What’s Cooking: Put it all on the grill

06/04/2014 12:00 AM

05/30/2014 3:50 PM

If you can’t imagine why I would be so excited to finally have space for a grill again, you haven’t (yet) learned the pleasures of grilled cabbage, asparagus, mushrooms, chili peppers and more.

I grill for the same reasons meat eaters do: I love the flavors that result, and I love cooking outside, especially when the weather’s too hot to turn on the oven inside. Of course, it’s also relatively easy – although vegetables usually need as much prep as meats do, if not a little more.
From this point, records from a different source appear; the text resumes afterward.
PR #344, opened 2018-12-13
Added compatibility with operations project values

felix-engelmann:
the LXD Rest api returns an operation id with the query string
`?project=default` to notify in which project the operation belongs. This
was not sufficiently cut away by `.split('/')[-1]`
but also needed a subsequent `.split('?')[0]`

The Mock_lxd has been adapted to test for this feature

Take bok choy. Like its cousins cabbage and cauliflower, it tastes best when it loses extra water and caramelizes. But it’s really two vegetables in one, and to make it shine on the grill, you need to separate the crisp stalks from the tender leaves. I learned that from Laura B. Russell’s excellent new book “Brassicas: Cooking the World’s Healthiest Vegetables” (Ten Speed Press, 2014). She cuts the leaves away from the stalks of baby bok choy, halves the stalks lengthwise, rubs them with a miso butter and grills them until browned. While still warm, they reunite with the shredded leaves on a serving plate, helping – along with lemon juice and oil – to barely wilt the leaves.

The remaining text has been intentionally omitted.